Also consider consulting shops that adhere rigidly to specific development
tools and practices, including hiring only compliant developers for customers,
post-engagement.

------
byoung2
My wife is a registered nurse, so she's a union employee. While it is nice to
have someone negotiate on your behalf and represent you when you have a
dispute, it certainly doesn't help with salary negotiations. You can't switch
hospitals to get a higher salary because it is a formula based on education
plus years experience. As an engineer, I have tripled my salary over the last
5 years by switching companies and being a good negotiator. A union would have
just gotten in the way. Developers need to learn their true value and
negotiate accordingly.

------
jonnyy
My understanding of unions has been that they work through the restriction of
the supply of their labor. I haven't thought about it for very long, but it
seems to me that the union's success is contingent on its being able to
prevent other companies from hiring developers unless they hire only union-
certified employees. I am doubtful this can happen.

I think that a semi-successful union would hamper the success of smaller
companies by demanding that they hire only certified, highly-paid engineers.
These engineers can only work a certain number of hours, use certain
languages, etc. (Assuming such conditions can be enforced in the first place,
with so many available employers in the market).

These conditions seem to me difficult for many organizations to accommodate.
Thus, my thinking is that a semi-successful union would trigger software boot
camps like App Academy to attempt to "break" the union by increasing available
supply. The union would then fail. Collusion between Apple, Google, and other
companies to hold down salaries only succeeds if there is no "spoiler".
Facebook turned out to be a spoiler, and they benefitted greatly from it.

------
powatom
Yes - despite the bleating about unions from people who I can only assume have
never had to fight exploitation and unfair practices, unions are one of the
only ways that you as an employee can adequately defend yourself from bad
employers AND bad employees.

Yes, software developers are generally paid well and if you can earn the
respect of your peers, you're usually treated pretty well too. However, the
industry is rife with horror stories about sexism, over-working, burnout,
family disruption, harassment and abuse - not to mention the ridiculous
burdens placed on developers who are also expected to be on call 24/7, manage
the company's IT infrastructure, and generally do whatever the hell their
superior demands at a moment's notice.

For a privileged segment of the industry, there is no problem - but that is by
no means representative of the whole. Software mills churn out shitty software
and treat their employees with the same respect they give to quality and
professionalism.

Being part of a union gives you the numbers required to do meaningful damage
to a company which doesn't treat you right. As always, a balance must be
struck between the strength of the employer and the strength of the union(s),
but for many in this industry, it's currently a losing battle. More and more
demands every year, but fuck you if you want to be treated better.

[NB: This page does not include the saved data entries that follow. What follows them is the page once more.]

PR #703, opened 2016-04-20
Test minimum required versions

aragilar:
It appears #701 added a test which required numpy 1.11 (which is why some tests are failing). This wraps that test in a check against numpy 1.11, and tests the minimum version of numpy and cython required (numpy 1.7 is the earliest version to support python 3.3, numpy 1.9 is the earliest version to support 3.4).

### DIFF
--- a/.travis.yml
+++ b/.travis.yml
@@ -19,6 +19,10 @@ env:
   - TOXENV=py27-test-deps
   - TOXENV=py33-test-deps
   - TOXENV=py34-test-deps
+  - TOXENV=py26-test-mindeps
+  - TOXENV=py27-test-mindeps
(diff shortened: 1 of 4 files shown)


aragilar:
@andrewcollette Any changes need to be made before this can be merged?

andrewcollette:
@aragilar, thanks for pinging me on this... I have been running around giving software demos for the past month.  It looks good, except I am not wild about disabling the alignment test on NumPy < 1.11.  Is there an easy way to modify the test instead?  If not we can go ahead and merge it to fix the errors.

aragilar:
Done

andrewcollette:
Thanks!

PR #707, opened 2016-05-13
Fix pkgconfig handling in setup_configure autodetect_version.

asford:
`autodetect_version` in `setup_configure` is currently broken in cases requiring the use of pkgconfig to resolve the correct libhdf5 libdir. This breaks HDF5 autodetection in the default installation scheme in ubuntu/debian, causing h5py to revert back to '1.8.4' compatibility mode. This prevents the inclusion of the newly introduced `set_file_image` & `get_file_image` apis. This causes a test failure when running `setup.py test` on debian setups.

While #533 may resolve this issue, it appears that this request is currently stalled. This minor fix resolves the default case in ubuntu/debian.

### DIFF
--- a/setup_configure.py
+++ b/setup_configure.py
@@ -204,7 +204,11 @@ def autodetect_version(hdf5_dir=None):
     libdirs = ['/usr/local/lib', '/opt/local/lib']
     try:
         if pkgconfig.exists("hdf5"):
-            libdirs.append(pkgconfig.parse("hdf5")['library_dirs'])
+            hdf5_library_dirs = pkgconfig.parse("hdf5")['library_dirs']
+            if isinstance(hdf5_library_dirs, basestring):
+                libdirs.append(hdf5_library_dirs)
+            else:
+                libdirs.extend(hdf5_library_dirs)
     except EnvironmentError:
         pass
     if hdf5_dir is not None:
--- a/setup_configure.py
+++ b/setup_configure.py
@@ -1,4 +1,3 @@
-
 """
     Implements a new custom Distutils command for handling library
     configuration.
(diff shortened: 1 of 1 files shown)


andrewcollette:
Thanks!  There is a minor issue in that `basestring` is not defined for Python 3.  We can't rely on `six` being available when setup.py is run, so you might try one of the usual workarounds.  One slightly- embarrassing example I've seen is `isinstance(x, (type(b""), type(u"")))`.

ax3l:
@andrewcollette this PR is updated and helps already a lot of people.

andreabedini:
hey @ax3l I am not sure what's going on here. `pkgconfig.parse` seems to always return a dictionary of sets, see https://github.com/matze/pkgconfig/blob/master/pkgconfig/pkgconfig.py#L167. I checked this is what happens on Debian

```
>> pkgconfig.parse("hdf5")
defaultdict(<class 'set'>, {'libraries': {'hdf5'}, 'library_dirs': {'/usr/lib/x86_64-linux-gnu/hdf5/serial'}, 'include_dirs': {'/usr/include/hdf5/serial'}, 'define_macros': set()})
```

On what system do you see it returning a single string?

ax3l:
@andreabedini I am just experiencing the same problem on Ubuntu (travis) and Debian (my dev) systems. But following the signature you linked, it should simply read
```python
if pkgconfig.exists("hdf5"):
    libdirs.extend(hdf5_library_dirs['library_dirs'])
```
and nothing else.

ax3l:
Ah I see the bug. This should be the diff in the current master:
```diff
diff --git a/setup_configure.py b/setup_configure.py
index fc7fb08..c670ff1 100644
--- a/setup_configure.py
+++ b/setup_configure.py
@@ -204,7 +204,7 @@ def autodetect_version(hdf5_dir=None):
     libdirs = ['/usr/local/lib', '/opt/local/lib']
     try:
         if pkgconfig.exists("hdf5"):
-            libdirs.append(pkgconfig.parse("hdf5")['library_dirs'])
+            libdirs.extend(pkgconfig.parse("hdf5")['library_dirs'])
     except EnvironmentError:
         pass
     if hdf5_dir is not None
```

append is adding the `list` as an object inside the dictionary key `'library_dirs'`. But of course, it should *extend* the list by adding each element in the iterable. will open a quick PR.

andreabedini:
Superseded by #734, closing.

PR #708, opened 2016-05-15
updating docs/quick.rst file

infinite-Joy:
The place showing the value for dset[10] seems to be wrong
Have corrected it.
Great documentation btw.


tacaswell:
:+1:

andrewcollette:
Good catch... thanks!

PR #718, opened 2016-06-12
Add split file driver

bplotnick:
This pull request adds support for the "split" file driver, which writes to a metadata file and a data file.


andreabedini:
Thanks @bplotnick, sorry things are slow ... :)

h5py/_hl/files.py
```diff
@@ -60,6 +60,19 @@ def make_fapl(driver, libver, **kwds):
...
+    elif driver == 'split':
+        if 'metafile' in kwds:
+            kwds['metafile'] = os.path.join(kwds['metafile'],r'%s')
+        kwds['metafile'] = kwds.get('metafile','')+'-m.h5'
+        if 'rawfile' in kwds:
+            kwds['rawfile'] = os.path.join(kwds['rawfile'],r'%s')
+        kwds['rawfile'] = kwds.get('rawfile','')+'-r.h5'
+        try:
+           kwds['rawfile'] = kwds['rawfile'].encode(sys.getfilesystemencoding())
+           kwds['metafile'] = kwds['metafile'].encode(sys.getfilesystemencoding())
```
aragilar: Rather than using `.encode`, can you use `encode_filename` from compat.py. It avoids a number of other problems.

aragilar:
Can you add some tests to make sure everything works. Some things to test would be how different types are handled (e.g. bytes, strings, paths), and that defaults work correctly?

takluyver:
Dropping the milestone because this hasn't moved in a couple of years, but if someone does want to pick it up again, we can always reassess it for a future release.

aragilar:
#1468 appears to have merged this, closing.

PR #1521, opened 2020-03-22
Release the GIL in H5Idec_ref

### LINKED ISSUE #1516: Performance issue in h5py in multi-threaded environment
In the scope of the development of BLISS (https://bliss.gitlab-pages.esrf.fr/bliss/master/) at ESRF
we found a performance issue related to h5py in a multi-threaded server environment (server unresponsive for seconds).

Basically the thread is blocking when closing the file, GIL not released. After a quick profiling it goes down to h5py._hl.files (line 400 - 422) and most of the time is spent in H5I_dec_ref which does not release the GIL.
We tested to release the GIL there and test passes without crash. I wonder if you know any callback which might be called at the file-driver level which may be implemented in Python and cause GIL-related crashes ?
If there ain't any, would you consider a PR which declares the function from H5I as GIL free ?
Cheer,

Jerome

 * Operating System Linux, various flavours
 * Python version 3.7 ananconda, or system
 * h5py version: 2.10, master 
 * HDF5 version: 1.10.4, 1.10.5 (1.10.6?)

kif:
The *dec_ref* function can be taking ages when closing large datasets. This releases the **GIL** to  ensure the system remains responsive. I checked in the base-code, those functions are not used that often and checked that the modification should not trigger python based call-back functions.

close #1516
PS: The  news folder will be upgraded after the CI passes.

### DIFF
--- a/h5py/api_functions.txt
+++ b/h5py/api_functions.txt
@@ -208,8 +208,8 @@ hdf5:
   ssize_t    H5Iget_name( hid_t obj_id, char *name, size_t size)
   hid_t      H5Iget_file_id(hid_t obj_id)
   int        H5Idec_ref(hid_t obj_id) nogil
-  int        H5Iget_ref(hid_t obj_id)
-  int        H5Iinc_ref(hid_t obj_id)
+  int        H5Iget_ref(hid_t obj_id) nogil
+  int        H5Iinc_ref(hid_t obj_id) nogil
   htri_t     H5Iis_valid( hid_t obj_id )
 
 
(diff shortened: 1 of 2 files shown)


takluyver:
Close/reopen to rerun tests with changes in master.

takluyver:
I suspect this only really makes sense for `dec_ref`, because the refcount reaching 0 triggers closing things, and probably flushing data to disk if necessary. But I don't think the other two are used anywhere particularly performance critical, so I'm happy with it as is.

takluyver:
On further reflection, I think I would prefer that we are selective about releasing the GIL where it makes sense, and of these, I think it only makes sense for `dec_ref`.

takluyver:
@kif I've made this specific to `dec_ref` now, as I'm conscious of the advice that releasing the GIL doesn't make sense for trivial functions, and I think `inc_ref` and `get_ref` should be trivial.

kif:
As you want. declaring dec_ref as nogil will fix the issue we have here.

takluyver:
Great, thanks. Merging!

PR #1506, opened 2020-03-06
Try to add HDF5 1.12.0 to Azure pipelines

takluyver:
For #1504.

PR #1522, opened 2020-03-22
Pin HDF5 1.10.6 on Mac CI jobs

takluyver:
h5py is not working with HDF5 1.12.0 yet (see #1506). This will hopefully let the CI keep working until it is.


takluyver:
Merging this myself so that we can have passing tests again.

PR #1524, opened 2020-04-01
MNT: account for changes to cython

tacaswell:
In Cython 3.0 the default binding behavior changes from False to True (see https://github.com/cython/cython/pull/2864)

This explicitly marks several functions to not bind.


scopatz:
LGTM!

takluyver:
Looks good - do we want a news entry for it?

PR #1526, opened 2020-04-02
Reunify selection code

takluyver:
This should largely complete my work on the Cython fast selection code. The Cython selection machinery is used in all cases, and the old pure-Python code to process slicing & indexing is removed. There's a little bit of ugliness because the Cython `_selector` module has to call into the high level `selections` module (to make selection objects), but I think it's worth it.

Other changes:

- Various fixes to the Cython selection code - removing the pure-Python fallback revealed some bugs.
- The previous `Reader` class in Cython has been separated: each Reader now has a `Selector`. Selectors only know about the dataspace and slicing/indexing it; Readers also know about the datatype.
- I have tried to make selection objects more like immutable objects: you create them with all the relevant information, rather than modifying them after creation. They're not strictly immutable (especially PointSelection), but I think this is still good design in general.

I've checked with asv that this doesn't reintroduce significant overhead for simple read patterns. Here's the 'many small reads' benchmark:

Screenshot from 2020-04-02 17-23-38


takluyver:
The coverage drop appears to be because I've removed Python code that was covered. The Cython code that replaces it should all be exercised, but the coverage measurements don't count it yet.

scopatz:
This is awesome!

takluyver:
Can I interest anyone in reviewing this? @scopatz's comment is encouraging, but I'm expecting some more detailed feedback before it lands. It's a moderately substantial change in the core of what h5py does, though it's passing all the tests (including one that was previously an expected failure :-).

h5py/_hl/dataset.py
```diff
@@ -409,13 +409,27 @@ def size(self):
             self._cache_props['size'] = size
         return size
 
+    @property
+    def _selector(self):
```
tacaswell, line 413: There is a race condition here between two threads on with a read-only file, but I think it is mostly harmless (as the failure mode is we generate the selector multiple times and then future calls are cached.

h5py/_hl/selections.py
```diff
@@ -228,35 +224,17 @@ def mshape(self):
...
+        return tuple(x for x, s in zip(self.mshape, scalar) if not s)
 
-        self._sel = (start, count, step, scalar)
-
-        # array shape drops dimensions where a scalar index was selected
-        self._array_shape = tuple(x for x, y in zip(count, scalar) if not y)
-
-        return self
+    def __init__(self, shape, spaceid=None, hyperslab=None):
+        super(SimpleSelection, self).__init__(shape, spaceid)
```
tacaswell, line 231:
```suggestion
        super().__init__(shape, spaceid)
```

h5py/_selector.pyx
```diff
@@ -59,14 +66,16 @@ cdef class Reader:
         cdef:
```
tacaswell, line 66: The docscring on the line above is now wrong (Selector not Reader) but the UI won't let me suggest changes that far from a diff.

h5py/_hl/selections.py
```diff
@@ -17,10 +17,9 @@
 import numpy as np
 
 from .base import product
-from .. import h5s, h5r
+from .. import h5s, h5r, _selector
 
-
-def select(shape, args, dsid):
+def select(shape, args, dataset=None):
```
tacaswell, line 22: Even though this is technically private API we should our users are clever and found it.  I think we should document the (internal) API changes out of an abundance of caution.

h5py/_selector.pyx
```diff
@@ -200,6 +228,58 @@ cdef class Reader:
...
+
+cdef class Reader:
+    cdef hid_t dataset
+    cdef Selector selector
+    cdef TypeID h5_memory_datatype
+    cdef int np_typenum
+
+    def __cinit__(self, DatasetID dsid):
+        self.dataset = dsid.id
+        self.selector = Selector(dsid.get_space())
```
tacaswell, line 272: Maybe rename this `self._selector`?  This is definitely part of the private API (given that we mutate it `read`).

I am normally much more composition over inheritance, but does sub-classing `Reader` from `Selector` make sense here given that they used to be one class?  I am 75% on the side of leaving the change as-is, but thinking out-loud.

h5py/_hl/selections.py
```diff
@@ -349,83 +327,14 @@ def mshape(self):
...
-        for idx in range(len(mshape)):
-            if idx in sequenceargs:
-                mshape[idx] = len(sequenceargs[idx])
-            elif scalar[idx]:
-                mshape[idx] = -1
-
-        self._mshape = tuple(abs(x) for x in mshape)  # Convert -1 back to 1
-        self._array_shape = tuple(x for x in mshape if x >= 0)
+    def __init__(self, shape, spaceid=None, mshape=None, array_shape=None):
+        super(FancySelection, self).__init__(shape, spaceid)
```
tacaswell, line 331:
```suggestion
        super().__init__(shape, spaceid)
```

tacaswell:
I'm mostly :+1: on this, left a couple of questions / comments and trivial code changes.

Moving away from relying on the side-effects of `__getitem__` can only be a good thing.

I think we have to document the API changes as I suspect we have some users who have found and are abusing these functions / classes but I don't think we need a deprecation period (you use private API you take your chances).

h5py/_hl/dataset.py
takluyver: Yup, it should be no problem to have multiple selectors/readers on a single dataset. The cache is not to enforce that there's only one at once, it's just to avoid needlessly re-initialising one.

In fact, two threads should never be using a single selector/reader at the same time, because they're stateful objects. All the cases where a cached one could be used are protected by the `phil` lock.

h5py/_selector.pyx
takluyver: Thanks, good catch.

h5py/_selector.pyx
takluyver: It's not accessible from Python, because it's a cdef-ed attribute not marked as public. I've not been worrying about third party Cython code trying to use it - do you think we should?

I wondered about inheriting as well. I leant towards composition, because a `Reader` knows about an extra dimension of things (datasets and datatypes), whereas a `Selector` operates simply on a dataspace. Also, `__cinit__` doesn't quite behave like a normal Python method:

> If your extension type has a base type, any existing __cinit__() methods in the base type hierarchy are automatically called before your __cinit__() method.

([Cython docs])

So it wouldn't be easy for `Reader` defined as a subclass to accept a DatasetID instead of a SpaceID. There are bound to be ways around that, but it makes things less neat.

GDYendell:
Apologies if this comment is out of place, but this PR was mentioned on #1122 and it caught my attention.

I have recently been investigating the difference in speed between reading large datasets (~GBs) in a single selection
```
data = dataset[...]
```
vs iterating the dataset and reading each chunk one at a time while appending to a numpy array (which seems to be substantially faster, in some cases)
```
array = np.empty(elements, dtype=dataset.dtype)
for chunk_start, chunk_end in pairwise(range(0, elements + 1, chunk_size)):
    array[chunk_start:chunk_end] = dataset[chunk_start:chunk_end]
```
I initially thought it was a VDS issue, but I don't think it is. I also think I have determined the same is not true with the C API. Is this change related at all?

takluyver:
I don't know if I've seen that specific one before, but there have been various odd performance issues. I've deliberately solved at least one such issue in master (by creating a distinction between `selection.mshape` and `selection.array_shape`), and it's possible that my refactoring work over several PRs has unwittingly solved some other things. Though it's also possible that it's introduced new problems...

If you've got time, please do try your test case with this branch or with master once it's merged (I'm just about to rebase it and try to work your changes in). If you still see some odd slowness, we should try to work out what's going on.

h5py/_hl/dataset.py
tacaswell: :+1:

h5py/_selector.pyx
tacaswell: I was thinking of this as public to python, but given that it is not easily accessible, I have no concerns.  Could @kif weigh in on if we need to worry about the cython side extension?

I on fully on board with leaving it as composition.

h5py/_selector.pyx
```diff
@@ -141,10 +145,25 @@ cdef class Selector:
...
+            # MultiBlockSlice exposes h5py's separate count & block parameters
+            # to allow more complex repeating selections.
+            if isinstance(a, MultiBlockSlice):
+                (
+                    self.start[dim_ix],
+                    self.stride[dim_ix],
+                    self.count[dim_ix],
+                    self.block[dim_ix],
+                ) = a.indices(l)
+                print("MBS indices", a.indices(l))
```
tacaswell, line 162:
```suggestion
```

Remove a debugging print.

tacaswell:
Why re-order the MultiBlockSlice indices?

takluyver:
I wanted to have them consistently in the same order as `H5Sselect_hyperslab`. @GDYendell reordered the constructor arguments of MultiBlockSlice at my request, so I'm just bringing the `.indices()` method back into line.

I'm considering, though, replacing the `indices()` method with a `count_for_length()` method returning a single number, as the others are all static anyway.

takluyver:
As it's had some review now, I'll merge this at the end of the week if there are no objections. It's fine to object if you just want more time to look at it, of course.

scopatz:
Windows 3.8 is failing FWIW

takluyver:
Thanks @scopatz  - it was a network error getting something from NuGet. I've re-run it and it's passed now.

PR #1528, opened 2020-04-06
Document ndim in dataset documentation

### LINKED ISSUE #1517: Document Dataset.ndim attribute
I just noticed that the [dataset reference docs](https://docs.h5py.org/en/latest/high/dataset.html#reference) don't mention the `ndim` attribute. Other basic numpy-like attributes like `size` and `shape` are documented, so I guess this was just an oversight.

cydanil:
Hi,
I'm new here, thanks for taking the time to look at this!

Don't delude yourselves into thinking that being part of a union is only about
money. If you ever have to work ridiculous hours, not see your kids or your
partner, suffer from lack of sleep, do things outside of your job spec, and
generally just feel like you're being taken advantage of, then the reason for
this is that YOU ARE INTERCHANGEABLE. You're not a special little snowflake
just because you're pretty darn up to date with the latest technical shizzle-
wizzle you read about on HN. You may be technically very proficient, but then
so are a lot of your peers, and there's no shortage of developers out there.

This may be a highly skilled industry, but it's also one with a very low
barrier to entry and a shit-load of people producing OK work at a fraction of
the cost of your salary. You're not immune to abuse just because you're good
at what you do.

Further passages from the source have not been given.